- WORK ORDER
Look through the records below and copy each line that includes the word "varint".

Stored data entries
+++

PR #292, opened 2016-02-03
Abrandoned/serialization encoding optimizations

abrandoned:
"larger" change with removing `new().encode` from encoder, creates lot of new objects and garbage during serialization without any noticeable benefit (removing took 1 second off of 14 second 100_000 record serialization)

ordering of `nil?` `is_a?` checks in string instances favored `nil?` case, but `String` case is "more common" with deserialization (as a string field would not be deserialized unless it was present during serialization) <= reordered acceptability check

added caching of varint => 2048 by default because of how wire types serialize; the shift makes 1049 a common "tag" (if > 128 fields)

removed dual varint encoders as class level will suffice (and instance level weren't cached)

+++

- TASK OUTPUT
added caching of varint => 2048 by default because of how wire types serialize; the shift makes 1049 a common "tag" (if > 128 fields)
removed dual varint encoders as class level will suffice (and instance level weren't cached)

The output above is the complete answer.